The 3 months correlation between Andrew and China is 0.0. Overlapping area represents the amount of risk that can be diversified away by holding Andrew Peller Limited and China Tontine Wines in the same portfolio, assuming nothing else is changed. The correlation between historical prices or returns on China Tontine Wines and Andrew Peller is a relative statistical measure of the degree to which these equity instruments tend to move together. The correlation coefficient measures the extent to which returns on Andrew Peller Limited are associated (or correlated) with China Tontine. Values of the correlation coefficient range from -1 to +1, where. The correlation of zero (0) is possible when the price movement of China Tontine Wines has no effect on the direction of Andrew Peller i.e., Andrew Peller and China Tontine go up and down completely randomly.

Pair Corralation between Andrew Peller and China Tontine

If you would invest  278.00  in Andrew Peller Limited on December 28, 2024 and sell it today you would earn a total of  50.00  from holding Andrew Peller Limited or generate 17.99% return on investment over 90 days.
Time Period3 Months [change]
DirectionFlat 
StrengthInsignificant
Accuracy95.24%
ValuesDaily Returns

Andrew Peller Limited  vs.  China Tontine Wines

 Performance 
       Timeline  
Andrew Peller Limited 

Risk-Adjusted Performance

Good

 
Weak
 
Strong
Compared to the overall equity markets, risk-adjusted returns on investments in Andrew Peller Limited are ranked lower than 12 (%) of all global equities and portfolios over the last 90 days.
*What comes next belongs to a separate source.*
PR #72, opened 2017-09-20
Feature/react rails setup

sadelokiki:


yunfangjuan:
Do you need to check in all the aws_cli files?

Despite nearly fragile basic indicators, Andrew Peller reported solid returns over the last few months and may actually be approaching a breakup point.
China Tontine Wines 

Risk-Adjusted Performance

Very Weak

 
Weak
 
Strong
Over the last 90 days China Tontine Wines has generated negative risk-adjusted returns adding no value to investors with long positions. Despite nearly stable basic indicators, China Tontine is not utilizing all of its potentials. The latest stock price disturbance, may contribute to mid-run losses for the stockholders.

Andrew Peller and China Tontine Volatility Contrast

   Predicted Return Density   
       Returns  

Pair Trading with Andrew Peller and China Tontine

The main advantage of trading using opposite Andrew Peller and China Tontine positions is that it hedges away some unsystematic risk. Because of two separate transactions, even if Andrew Peller position performs unexpectedly, China Tontine can make up some of the losses. Pair trading also minimizes risk from directional movements in the market. For example, if an entire industry or sector drops because of unexpected headlines, the short position in China Tontine will offset losses from the drop in China Tontine's long position.
The idea behind Andrew Peller Limited and China Tontine Wines pairs trading is to make the combined position market-neutral, meaning the overall market's direction will not affect its win or loss (or potential downside or upside). This can be achieved by designing a pairs trade with two highly correlated stocks or equities that operate in a similar space or sector, making it possible to obtain profits through simple and relatively low-risk investment.
Check out your portfolio center.
Note that this page's information should be used as a complementary analysis to find the right mix of equity instruments to add to your existing portfolios or create a brand new portfolio. You can also try the Correlation Analysis module to reduce portfolio risk simply by holding instruments which are not perfectly correlated.